Item 3.  Defaults Upon Senior Securities

None

Item 4.  Submission of Matters to a Vote of Securities Holders

None

                                      15
<PAGE>

Item 5.  Other Information

None

Item 6.   Exhibits and Reports on Form 8-K

(a) The following exhibits are filed as part of this report:

EXHIBIT
NUMBER                       DESCRIPTION OF DOCUMENT
--------------------------------------------------------------------------------

+10.39    Addendum to the "Collaboration Agreement" between Novartis
          Agribusiness Biotechnology Research, Inc. and Diversa Corporation,
          dated September 1, 2000.

27.1      Financial Data Schedule.

(b)       Reports on Form 8-K

          None

+         Confidential Treatment will be requested with respect to portions of
          this exhibit. Omitted portions will be filed separately with the
          Securities and Exchange Commission.

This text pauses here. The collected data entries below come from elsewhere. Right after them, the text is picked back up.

PR #274, opened 2020-03-13
Sfdk: Fix help on root access need for pkcon (un)deploy

martyone:


share/qtcreator/sfdk/modules/50-testing-mb2.json
```diff
@@ -19,14 +19,14 @@
...
...ns are allowed.  The '-*-debug@(info|source)' pattern is implied unless the '--debug' option is used.  (Note: '--debug' is not needed for successfull debugging with the 'debug' command as that command uses the local debug information.)  Options must precede patterns if any.\n\nThe following deployment methods are available, corresponding to the mandatory option:\n\n--pkcon\n    Uses 'pkcon' to install RPM package(s).  Depending on particular device operating system version and configuration it might not require root access to the device.\n\n--rsync\n    This method is special.  Uses 'rsync' to copy the installed files under '/opt/sdk/<name>' without building/installing RPM package(s).  Does not require root access to the device.  Incompatible with '--all'.\n\n--sdk\n    Uses the method native to the SDK to install RPM package(s). Requires developer mode enabled on the device, does not require root access.\n\n--zypper\n    Uses 'zypper' to install RPM package(s).  Requires 'zypper' installed on the device, requires root access to the device.\n\n--manual\n    Only transfers the RPM package(s) to the device for manual installation. Uses '~/RPMS' as the target directory on the device."
```
vigejolla: Isn't the "Allow untrusted software" required anymore?

martyone: More importantly it is ineffective w.r.t to plain pkcon usage in 3.2.1 already and iiuc it's not going to become effective in future, so I rather used excluded this information from the built-in help.

vigejolla: Is it really? Have you tested this, i.e. if you have root access, can you install untrusted packages without having enabled the "Allow untrusted software" setting?

martyone: > [...] if you have root access, can you install untrusted packages without having enabled the "Allow untrusted software" setting?

That's not what I am saying but yes, of course, if you have root access pkcon does what you want.

But only now I found that mb2 does not obey the user name that a device was configured with, so it is still inaccurate :\ I will return to this later

martyone:
Updated the message

PR #276, opened 2020-03-13
Jb49305

martyone:


martyone:

src/tools/sdktool/addsfdkbuildengineoperation.h
```diff
@@ -59,6 +59,7 @@ class AddSfdkBuildEngineOperation : public Operation
            const QUrl &vmUri,
            const QDateTime &creationTime,
            bool autodetected,
+           const QString &sharedInstallPath,
```
vigejolla: Nothing wrong with this, but now RmSfdkBuildEngineOperation::test() won't compile anymore, as it doesn't have this parameter

vigejolla:
Nice, just fix the tests :)

src/tools/sdktool/addsfdkbuildengineoperation.h
martyone: oops, fixed.

PR #277, opened 2020-03-16
Sfdk: Check virtualmachine features before modifying properties

vigejolla:


src/tools/sfdk/command.cpp
```diff
@@ -262,10 +281,16 @@ class VirtualMachinePropertiesAccessor : public PropertiesAccessor
         } else if (name == VM_STORAGE_SIZE_MB) {
             if (!parsePositiveInt(&m_storageSizeMb, value, errorString))
                 return Failed;
-            if (m_storageSizeMb < m_vm->storageSizeMb()) {
+            if ((m_storageSizeMb < m_vm->storageSizeMb())
+                && !(m_vm->features() & VirtualMachine::ShrinkStorageSize)) {
```
martyone: Should be indented once more. I would prefer omitting braces on the left side of `&&`. Similar below.

src/tools/sfdk/command.cpp
```diff
@@ -111,15 +111,26 @@ class PropertiesAccessor
...
+    }
+
     static QString unknownPropertyMessage(const QString &name)
     {
         return tr("Unrecognized property \"%1\"").arg(name);
     }
+
+    static QString modifyNotSupportedMessage(const QString &name)
+    {
+        return tr("Virtual machine does not support modifying property \"%1\"").arg(name);
```
martyone: I would prefer using more general (reusable) message, e.g.

```
static QString readOnlyPropertyMessage()
{
    return tr("Read-only property");
}
```

Could you please also fix the error reporting by adding property name prefix where it is written to stderr in `BuiltinWorker::setProperties`?

```
qerr() << property << ": " << errorString << endl;
```
...and removing the `name` argument from `unknownPropertyMessage`.

(at least I think that would work well after brief check)

src/tools/sfdk/command.cpp
vigejolla: fixed

src/tools/sfdk/command.cpp
vigejolla: fixed. Seems to work.

PR #267, opened 2019-11-16
chore: bump kommander/opsportal to image tag 1.149.77

natmegs:


jaxesn:
I'm.pretty sure the version mapping is still being used so it would need updating to beta6.

stable/kommander/values.yaml
```diff
@@ -1,13 +1,13 @@
...
-  tag: 1.149.63
+  tag: 1.149.77
   pullPolicy: IfNotPresent
 replicas: 1
 logoutRedirectPath: /ops/landing
 clusterPollingInterval: 3000
 hostPollingInterval: 3000
 clusterPollingThrottleFactor: 1
-kubernetesVersionsSelection: '[{"kubernetesVersion":"1.15.5","konvoyVersion":"v1.3.0-beta5","kubeaddonsVersion":"kommander-beta5"}]'
+kubernetesVersionsSelection: '[{"kubernetesVersion":"1.15.5","konvoyVersion":"v1.3.0-beta6","kubeaddonsVersion":"kommander-beta6"}]'
```
natmegs: Can someone confirm that these are the right versions for beta6?

s12chung: you probably know more than me. it changes this:

https://github.com/mesosphere/kommander/blob/bd720f9cea98b1dca728ac70f5c3fa22e8a76553/kommander/backend/src/config.ts#L27-L52

alejandroEsc: https://github.com/mesosphere/konvoy/pull/1000/files seems like we are opting for `kommander-beta6-4` which i am not sure of. @jaxesn can i get some clarity here?

jaxesn: Why do we need the -4? Can we just stick with beta6 to make this easy

shaneutt: Yes we can just use it without the -4

PR #270, opened 2019-11-17
kcl: bump dependency

hectorj2f:
Bump KCL containing the fix for the http no proxy settings.


jimmidyson:
Why does `helm dependency update` update the dependencies unrelated to this change too?

hectorj2f:
That is `helm dep update` will pull down the latest charts that satisfy the dependencies, and clean up old dependencies in a blind manner. It doesn't allow to specify which dependency to update.

jimmidyson:
Right, but my question is why have those ones changed? The version hasn't changed so I'm confused why they have changed rather than just the one we changed the version for. Anyway, not a blocker, but confusing to me.

hectorj2f:
I assume the reason might be that the tag of those can remain the same, but the code might change in case anyone backports any fixes to these versions. Otherwise I cannot see another reason, perhaps looking at the helm dep update code, because the documentation doesn't give me any reason.

PR #275, opened 2019-11-20
dispatch: use apps/v1 api

dkoshkin:
Part of https://jira.mesosphere.com/browse/DCOS-61056

Needed for Kubernetes v1.16.


dkoshkin:
Good catch CI :)

justinbarrick:
We need to be careful about making changes here. They’ll get overwritten next time we update the chart from our repository.

dkoshkin:
@justinbarrick I didn't realize you had the chart in a different repo, will PR the same change there.

PR #280, opened 2019-11-22
remove bearerproxy

jr0d:
* Removes bearer proxy
* Adds kubernetes-dashboard chart for 2.0beta6
* Modifies opsportal chart to allow the creation of an admin cluster role binding
* TFA now uses a dedicated serviceaccount with impersonation privileges


jaxesn:
What is the plan here, like what do we do while we wait for upstream to merge/release?  Are we going to fork for a bit?

jr0d:
@jaxesn I am hoping it gets reviewed and approved over the weekend, monday at the latest. If it takes longer, we can always just roll an image and pull it from mesosphere/kubernetes-dashboad.

staging/traefik-forward-auth/Chart.yaml
```diff
@@ -3,12 +3,14 @@ apiVersion: v1
...
+version: 0.2.9
 keywords:
   - traefik-forward-auth
   - traefik
   - oauth
 home: https://github.com/mesosphere/traefik-forward-auth
 maintainers:
   - name: jongiddy
-    email: jgiddy@mesosphere.com
+    email: jgiddy@md2iq.com
```
joejulian: typo

stable/opsportal/templates/hooks-roles.yaml
```diff
@@ -1,43 +1,61 @@
...
+# running an elevated job that can create the ops-portal super user
 {{- if .Values.secrets.create }}
 ---
-apiVersion: rbac.authorization.k8s.io/v1
-kind: Role
+apiVersion: v1
+kind: ServiceAccount
 metadata:
-  name: {{ template "opsportal.fullname" . }}-secrets
+  name: "{{.Release.Name}}-service-account-pre-install"
```
joejulian: This runs a risk of being too long. Consider defining a template in _helpers.tpl to generate the name the same way fullname is generated.

jr0d: Good catch, I'll go back to using the truncated name in the template.

jr0d: For some reason, changing this to `{{ template "opsportal.fullname" . }}-admin` breaks the chart.

joejulian: I'll offer a patch when I get to a computer.

PR #282, opened 2019-11-22
awsebs: switch to io1 as default vol types

hectorj2f:
In relation to this change https://github.com/mesosphere/konvoy/pull/1009, we should adapt the chart to use `io1` instead of `gp2`.

### DIFF
--- a/stable/awsebscsiprovisioner/values.yaml
+++ b/stable/awsebscsiprovisioner/values.yaml
@@ -64,9 +64,10 @@ storageclass:
   isDefault: false
   reclaimPolicy: Delete
   volumeBindingMode: WaitForFirstConsumer
-  type: gp2
+  type: io1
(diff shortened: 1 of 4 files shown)


stable/awsebscsiprovisioner/values.yaml
```diff
@@ -64,7 +64,7 @@ storageclass:
   isDefault: false
   reclaimPolicy: Delete
   volumeBindingMode: WaitForFirstConsumer
-  type: gp2
+  type: io1
```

                                      16
<PAGE>

                                   SIGNATURES

     Pursuant to the requirements of the Securities Exchange Act of 1934, the
registrant has duly caused this report to be signed on its behalf by the
undersigned thereunto duly authorized.


                                 DIVERSA CORPORATION



Date November 14, 2000           /s/ Karin Eastham
                                 --------------------------------------------
                                 Karin Eastham
                                 Senior Vice President, Finance,
                                 Chief Financial Officer and Secretary
                                 (Principal Financial and Accounting Officer)


                                      17
<PAGE>

                                 EXHIBIT INDEX
                                       TO
                                   FORM 10-Q

                              DIVERSA CORPORATION

EXHIBIT
NUMBER                       DESCRIPTION OF DOCUMENT
--------------------------------------------------------------------------------

+10.39    Addendum to the "Collaboration Agreement" between Novartis
          Agribusiness Biotechnology Research, Inc. and Diversa Corporation,
          dated September 1, 2000.

27.1      Financial Data Schedule.

+         Confidential Treatment will be requested with respect to portions of
          this exhibit. Omitted portions will be filed separately with the
          Securities and Exchange Commission.